I also tried this solution, which apparently was made for another version of Selenium (not webdriver) and thus didn't work in the least bit: Load an external js file containing useful test functions in selenium
According to this: http://docs.seleniumhq.org/docs/appendix_migrating_from_rc_to_webdriver.jsp
You might be using the browserbot to obtain a handle to the current
window or document of the test. Fortunately, WebDriver always
evaluates JS in the context of the current window, so you can use
“window” or “document” directly.
Alternatively, you might be using the browserbot to locate elements.

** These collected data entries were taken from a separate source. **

PR #6519, opened 2016-09-13
Remove assert for unknown migration ops

roji:
The 1.0.1 MigrationsModelDiffer contains an assert which makes sure there are no unknown migration operations. This prevents providers (such as Npgsql) from adding their own custom migration operations and handling them in subclasses of MigrationsModelDiffer.

### DIFF
--- a/src/Microsoft.EntityFrameworkCore.Relational/Migrations/Internal/MigrationsModelDiffer.cs
+++ b/src/Microsoft.EntityFrameworkCore.Relational/Migrations/Internal/MigrationsModelDiffer.cs
@@ -183,7 +183,6 @@ namespace Microsoft.EntityFrameworkCore.Migrations.Internal
                 }
                 else
                 {
-                    Debug.Assert(false, "Unexpected operation type: " + operation.GetType());
                     leftovers.Add(operation);
                 }
             }


bricelam:
> subclasses of MigrationsModelDiffer

Please don't subclass MigrationsModelDiffer; it is an internal class and not intended to be overridden by providers

bricelam:
AFAIK, only the services exposed by [IRelationalDatabaseProviderServices](https://github.com/aspnet/EntityFramework/blob/dev/src/Microsoft.EntityFrameworkCore.Relational/Storage/IRelationalDatabaseProviderServices.cs) should be replaced by providers. But @ajcvickers might know better.

ajcvickers:
@bricelam @roji Correct, a provider should only replace provider services, not core services. Otherwise any app adding two different providers will get the service from one provider or the other in an essentially arbitrary manner. If an existing core service needs provider-specific functionality, then that will require a factoring out of the service such that it goes through correct provider resolution.

roji:
Hmm, in that case I'm going to need some guidance... Here's what's going on.

[PostgreSQL has the concept of "extensions"](https://www.postgresql.org/docs/current/static/sql-createextension.html) which can be added to a database. Extensions can define new data types, new functions, and extend the database in other ways. For example, PostGIS is a prominent extension which adds GIS support to PostgreSQL. For another example, `uuid-ossp` is an extension which provides functions for generating UUIDs - without this extension PostgreSQL doesn't provide any way to generate a random UUID.

Extensions are set up on a per-database basis, by issuing `CREATE EXTENSION <name>`. They resemble other global database objects such sequences or tables (extensions can even be "created" in a schema). In the Npgsql provider I've modeled extensions much like other database entities: Npgsql's model builder has a `HasPostgresExtension()` method which allows users to specify that an extension is needed in the database created by the model. There's also an `EnsurePostgresExtensionOperation` migration which MigrationsSqlGenerator knows how to handle, generating a `CREATE EXTENSION` statement. And accordingly there needs to be a ModelDiffer which knows how to compare two models and understand that an extension has been added, etc. (note that the create extension migration must be sorted properly with respect to other migration operations which may depend on it).

All this is already working well in the 1.0.0 release - users are cleanly managing PostgreSQL extensions via their model. I definitely was not aware that MigrationsModelDiffer wasn't to be subclassed (everything is protected virtual etc.). It's important for EFCore to support migration operations beyond the standard ones, and this seems to impact MigrationsModelDiffer as well.

If there's some way to achieve custom migrations without touching MigrationsModelDiffer, I'd be happy to do it.

bricelam:
In 1.1.0, we'e added a general `AlterDatabase` operation that may work. It is generated based on differences in the annotations on `IModel` (as provided through `IMigrationsAnnotationProvider.For(IModel)`). We're using it to [ensure a FILEGROUP has been created](https://github.com/aspnet/EntityFramework/blob/dev/src/Microsoft.EntityFrameworkCore.SqlServer/Migrations/SqlServerMigrationsSqlGenerator.cs#L571) when memory-optimized tables are used.

There's no clean way to do this prior to 1.1.0, but one option would be to annotate CreateTable and/or AddColumn operations to specify which extensions are needed. Then at the beginning of the MigrationsSqlGenerator, scan all the operations for which extensions are needed and ensure they have been created. This isn't clean because it will produce CREATE IF NOT EXISTS statements for them every migration, but it should at least be functional.

roji:
I understand setting up extensions through annotations could work, although it's seems like a shame to restrict migrations to only the list supported out-of-the-box by the core. While I can see how FILEGROUP fits nicely as a database annotation, extensions really do resemble database objects like sequences or schemas. There may be other objects out there in various databases which aren't a table or sequence, and it would be good for providers to be able to support them.

Also, note that it doesn't seem practical for the provider to infer which extensions are needed by scanning migrations; the user may have embedded some function call in some column's default value. It's much better for the user to explicitly specify which extensions they want on their databases.

Would you consider allowing custom migrations in EFCore, is this a discussion you're willing to have internally?

If this really isn't a direction you'd like to take, can I at least suggest you remove the `Debug.Assert()` in 1.0.1? I can make the necessary changes to switch to database annotations for 1.1, but for 1.0 there doesn't seem to be an alternative.

divega:
@pranavkm I assume you closed this PR because it was on 1.0.1?

pranavkm:
We made the branch into a tag - https://github.com/aspnet/EntityFramework/tree/rel/1.0.1. I guess removing the branch caused this PR to be closed.

divega:
Thanks @pranavkm. Makes sense.

@roji We are releaseing 1.0.1 very soon so it is actually late to make this change for 1.0.1. Since this is just a `Debug.Assert()` I assume it is not needed for you provider to work with released packages, but maybe for you to debug using the source? If that is the case, would it be enough for you to use a forked version of the source code for now or is it needed for something else?

I think the rest of the migrations extensibility discussion in this PR deserves having its own issue to track it. Would you prefer to create it or us to copy some parts of the discussion into a new issue?

ajcvickers:
@roji We discussed this in triage and I think we are open to the idea of making Migrations more extensible. We have been holding back on some things because there was a desire to be able to scaffold Migrations for multiple providers as opposed to just the current provider. However, realistically, we probably won't get to doing that, which makes it easier to make some changes. I am going to send out a PR to make the model differ a provider service. This will allow you to override it while still allowing other providers to use the default. Beyond this, it would be useful to know what else you need to get your custom operations working across the stack. For example, what are you doing for C# code gen? Are there other services that your provider needs to replace that are not in IDatabaseProviderServices or IRelationalDatabaseProviderServices? We're basically looking for suggestions from you on what you need to extend in the way you want.

roji:
> @roji We are releaseing 1.0.1 very soon so it is actually late to make this change for 1.0.1. Since this is just a Debug.Assert() I assume it is not needed for you provider to work with released packages, but maybe for you to debug using the source? If that is the case, would it be enough for you to use a forked version of the source code for now or is it needed for something else?

Wow, I seem to have really bad timing...!

But as you say this isn't a showstopper, being just a Debug.Assert() -the main problem is me running tests on the custom migration type and triggering an assertion failure. I'll manage to work around it, probably with a forked version as you suggest.

@ajcvickers I can see you already opened #6522. I opened #6524 to generally track custom migration operations, and included an additional requirement for a provider-specific CSharpMigrationOperationGenerator. I think that's all that's needed, but I'll double-check that tomorrow.

Thanks for listening and for including support for this. I hope it makes sense as a general EFCore feature and not just as a response to PostgreSQL extensions...!

roji:
I somehow forgot that my test projects consume EFCore via nuget, which includes release builds so no `Debug.Assert()`, even less of a problem.

Issue #6522, opened 2016-09-13
Make IMigrationsModelDiffer a provider service


ajcvickers:
This will allow providers to create custom model differs without clobbering each other.

bricelam:
Given our [design meeting discussion](https://github.com/aspnet/EntityFramework/wiki/Design-Meeting-Notes-(September-15,-2016)) on this, I think we can close it as wontfix for now.

PR #6523, opened 2016-09-13
Make IMigrationsModelDiffer a provider service

ajcvickers:
Issue #6522

Service was already scoped, so the change is minimal.


AndriySvyryd:
`MigrationsModelDiffer.Sort` should be split into two methods so that it doesn't need to be completely reimplemented when adding an operation

ajcvickers:
@AndriySvyryd Filed #6529

bricelam:
Should `MigrationsModelDiffer` move out of `.Internal`?

ajcvickers:
@bricelam Possibly, if we are recommending that it be extended for this scenario. Currently the service is public, but our implementation is internal, which is normal for services that we expect people to replace. But if we expect the service to be replaced by extending the existing implementation, then it probably should be public.

ajcvickers:
It's probably worth saying that the point of this PR is to allow the PostgreSQL provider to do what it is currently doing in a way that is friendly in multiple provider scenarios. While we can choose to do more to support doing this, for example, without using internal code, it is valid for a provider to use internal code as long as it is understood that the provider may be broken when there is an EF update. So I think we should get this change in as a minimum step, and then choose to do more or not as appropriate.

rowanmiller:
Agreed with not needing to move the implementation out of internal at this stage

bricelam:
Given our [design meeting discussion](https://github.com/aspnet/EntityFramework/wiki/Design-Meeting-Notes-(September-15,-2016)) on this, I think we can close it now.

PR #6539, opened 2016-09-15
Remove xproj solution

bricelam:
It doesn't work anyway because it's too big for VS to handle.


ajcvickers:
:shipit:

rowanmiller:
BTW I will take care of passing along the issues we hit to the correct folks

Issue #6542, opened 2016-09-15
Change IPropertyBase.DeclaringEntityType to DeclaringType


ajcvickers:
This allows IPropertyBase to be a more general base types for properties, most notably those for complex property definitions. The main change would be that IPropertyBase now has DeclaringType rather than DeclaringEntityType, and this would be of type ITypeBase. This makes it a suitable base interface for property definitions of complex types. This is a breaking change, but one that we think will have minimal impact, especially given that the two subtypes of IPropertyBase (IProperty and INavigation) now get DeclaringEntityType.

In WebDriver, the idiom for doing this is to first locate the element,
and then pass that as an argument to the Javascript. Thus:
So does the following work in webdriver?
WebDriver driver = new FirefoxDriver();
((JavascriptExecutor) driver)
.executeScript("var s=window.document.createElement('script');\
s.src='somescript.js';\
window.document.head.appendChild(s);");
Injecting our JS-File into DOM
Injecting our JS-File into browsers application from our local server, so that we can access our function using document object.
injectingToDOM.js
var getHeadTag = document.getElementsByTagName('head')[0];
var newScriptTag = document.createElement('script');
newScriptTag.type='text/javascript';
newScriptTag.src='http://localhost:8088/WebApplication/OurOwnJavaScriptFile.js';
// adding <script> to <head>
getHeadTag.appendChild(newScriptTag);
OurSeleniumCode.java
String baseURL = "http://-----/";
driver = new FirefoxDriver();
driver.navigate().to(baseURL);
JavascriptExecutor jse = (JavascriptExecutor) driver;
Scanner sc = new Scanner(new FileInputStream(new File("injectingToDOM.js")));
String inject = "";
while (sc.hasNext()) {
String[] s = sc.next().split("\r\n");
for (int i = 0; i < s.length; i++) {
inject += s[i];
inject += " ";
}
}
jse.executeScript(inject);
jse.executeScript("return ourFunction");
OurOwnJavaScriptFile.js
document.ourFunction = function(){ .....}
Note : If you are passing JS-File as String to executeScript() then don't use any comments in between JavaScript code, like injectingToDOM.js remove all comments data.